Com um bom elenco, Mank dá destaque a uma interessante química entre Gary Oldman e Amanda Seyfried. No tom certo, ele está explosivo, enquanto ela está sutil. A atuação da jovem atriz, mesmo que não seja extraordinária, pode sim ser considerado o seu melhor momento no cinema, e olha que ela já fez filmes populares, como Meninas Malvadas e Mamma Mia.
Com segurança e precisão, o diretor David Fincher nos apresenta um Mank da maneira como devia ter sido feito.
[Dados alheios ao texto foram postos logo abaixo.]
PR #682, opened 2025-10-01
refine: ThreadPoolExecutorWithRetry: now TaskEnsureFailed records the last exception raised from the pool on interruption

Bodong-Yang:
## Introduction

This PR refines the ThreadPoolExecutorWithRetry by improving exception handling to capture and propagate the last exception raised from worker threads that triggers the interruption. The TasksEnsureFailed exception is enhanced to hold the root cause exception, providing better debugging information when tasks fail.
Caller of the ThreadPoolExecutorWithRetry now can retrieve the exception object from the TaskEnsureFailed, and use the original exception for further processing(like re-raising the original exception rather than TaskEnsureFailed).

### DIFF
--- a/src/otaclient_common/retry_task_map.py
+++ b/src/otaclient_common/retry_task_map.py
@@ -228,7 +228,7 @@ class _ThreadPoolExecutorWithRetry(ThreadPoolExecutor):
                 try:  # raise exc to upper caller
                     raise _wrapped_exc
                 finally:
-                    del _wrapped_exc # break circular ref
+                    del _wrapped_exc  # break circular ref
 
             try:
                 done_fut = self._fut_queue.get_nowait()
--- a/src/otaclient_common/retry_task_map.py
+++ b/src/otaclient_common/retry_task_map.py
@@ -214,9 +214,9 @@ class _ThreadPoolExecutorWithRetry(ThreadPoolExecutor):
                         "execution interrupted due to thread pool shutdown"
                     )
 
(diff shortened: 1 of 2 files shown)


timothylin (dismissed):
👍

src/otaclient_common/retry_task_map.py
```diff
@@ -192,7 +215,20 @@ def _fut_gen(self, interval: float) -> Generator[Future[Any]]:
...
+                    _wrapped_exc = TasksEnsureFailed(
+                        "execution interrupted due to thread pool shutdown"
+                    )
+
+                # NOTE: still raise TaskEnsureFailed to upper,
+                #       let choose to upper dig into the TaskEnsureFailed or not.
+                try:  # raise exc to upper caller
+                    raise _wrapped_exc
+                finally:
+                    del _wrapped_exc
```
airkei, line 231: do we need to del this local variable clearly? I think `raise _wrapped_exc` will be enough.

airkei (commented):
Thank you! overall LGTM. Just left one minor comment.

src/otaclient_common/retry_task_map.py
Bodong-Yang: To be noticed that, the `try ... except: raise` statement has special treatment to the above condition, python will break the circular reference for us.

airkei: Thank you!! very deep and useful knowledge :+1:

Requintado com seus sons, cores e espaços, o filme nos faz sentir leves em meio a diálogos que nos situam com precisão na década de 1940, sem nenhum exagero. O longa é o revival que todos queriam de Cidadão Kane, sem que a sua proposta seja a de um remake propriamente dito. Verdades devem ser ditas, assim como também devem haver defesas daquilo que sempre julgamos mal. Isto é Hollywood. Esta é a magia do cinema. Rosebud é o trenó!